Give back each entry verbatim.

== SOURCE INFORMATION ==

PR #52, opened 2021-03-04
feat: add routing to Login page

AdrianValdes:
hi @paschalidi,
I had to create this branch because something broke in one commit and I didn't find a way to role it back. After trying to solve it for two hours I start doing research and I think I found a good solution (but of course I am not sure, first time I see something like this).

As you can see I went back to the last working commit, created a new branch, and redo everything again. I did step by step to see if I could find a mistake, but all tests passed successfully. What do you think? Is it horrible what I just did? I am looking at the Network graph in the insights and the branches look good.

### DIFF
--- a/src/webapp/src/components/Navbar/Navbar.tsx
+++ b/src/webapp/src/components/Navbar/Navbar.tsx
@@ -34,7 +34,7 @@ export const Navbar = () => {
             history.push('/login');
           }}
         >
-          Login Test
+          Login
         </Button>
       </Header>
     </HeaderStyles>
--- a/src/webapp/src/components/Navbar/Navbar.tsx
+++ b/src/webapp/src/components/Navbar/Navbar.tsx
@@ -1,7 +1,7 @@
 import React from 'react';
 import { Button } from '@small-ads/ui';
 import styled from 'styled-components';
-import { useHistory } from 'react-router-dom';
+import { useHistory, useRouteMatch } from 'react-router-dom';
 
 const HeaderStyles = styled.div`
   position: sticky;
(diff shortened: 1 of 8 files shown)


src/webapp/src/components/Navbar/Navbar.tsx
```diff
@@ -0,0 +1,44 @@
...
+`;
+
+export const Navbar = () => {
+  const history = useHistory();
+  const route = useRouteMatch('/login');
+  return (
+    <HeaderStyles>
+      <Header>
+        <Button
+          disabled={!!route?.isExact}
```
paschalidi, line 33:
```suggestion
          disabled={Boolean(route?.isExact)}
```

This way we can always know this is a boolean. Less error prone, mostly you can see the difference in most complex code but I am bringing this to your attention now even tho this might not be that complex. No need to apply this change just so you know this is an alternative which is more close to english language

AdrianValdes: Great, great! Yes, please point out all those little things, I enjoy to learn them and I don't think it is annoying at all! I wanted to use something more robust than `!!` so I tried something with `typeof route?.isExact === undefined` but the linter complained.

paschalidi (approved):
Code looks great. I would hire you if I would see code like this in your code challenge ;)

AdrianValdes:
Thanks man :D! It means a lot to me, specially coming from you, you cannot imagine how much I am learning from all this, or maybe you do imagine it ;)

Nothing related to the commit at all: Today DCI asked me if I would be interested on becoming an assistant teacher there, I am going to think about it and I will talk to you more about it once I have more information.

===

## [EXERCISE RESPONSE]
PR #52, opened 2021-03-04
feat: add routing to Login page

AdrianValdes:
hi @paschalidi,
I had to create this branch because something broke in one commit and I didn't find a way to role it back. After trying to solve it for two hours I start doing research and I think I found a good solution (but of course I am not sure, first time I see something like this).

As you can see I went back to the last working commit, created a new branch, and redo everything again. I did step by step to see if I could find a mistake, but all tests passed successfully. What do you think? Is it horrible what I just did? I am looking at the Network graph in the insights and the branches look good.

### DIFF
--- a/src/webapp/src/components/Navbar/Navbar.tsx
+++ b/src/webapp/src/components/Navbar/Navbar.tsx
@@ -34,7 +34,7 @@ export const Navbar = () => {
             history.push('/login');
           }}
         >
-          Login Test
+          Login
         </Button>
       </Header>
     </HeaderStyles>
--- a/src/webapp/src/components/Navbar/Navbar.tsx
+++ b/src/webapp/src/components/Navbar/Navbar.tsx
@@ -1,7 +1,7 @@
 import React from 'react';
 import { Button } from '@small-ads/ui';
 import styled from 'styled-components';
-import { useHistory } from 'react-router-dom';
+import { useHistory, useRouteMatch } from 'react-router-dom';
 
 const HeaderStyles = styled.div`
   position: sticky;
(diff shortened: 1 of 8 files shown)


src/webapp/src/components/Navbar/Navbar.tsx
```diff
@@ -0,0 +1,44 @@
...
+`;
+
+export const Navbar = () => {
+  const history = useHistory();
+  const route = useRouteMatch('/login');
+  return (
+    <HeaderStyles>
+      <Header>
+        <Button
+          disabled={!!route?.isExact}
```
paschalidi, line 33:
```suggestion
          disabled={Boolean(route?.isExact)}
```

This way we can always know this is a boolean. Less error prone, mostly you can see the difference in most complex code but I am bringing this to your attention now even tho this might not be that complex. No need to apply this change just so you know this is an alternative which is more close to english language

AdrianValdes: Great, great! Yes, please point out all those little things, I enjoy to learn them and I don't think it is annoying at all! I wanted to use something more robust than `!!` so I tried something with `typeof route?.isExact === undefined` but the linter complained.

paschalidi (approved):
Code looks great. I would hire you if I would see code like this in your code challenge ;)

AdrianValdes:
Thanks man :D! It means a lot to me, specially coming from you, you cannot imagine how much I am learning from all this, or maybe you do imagine it ;)

Nothing related to the commit at all: Today DCI asked me if I would be interested on becoming an assistant teacher there, I am going to think about it and I will talk to you more about it once I have more information.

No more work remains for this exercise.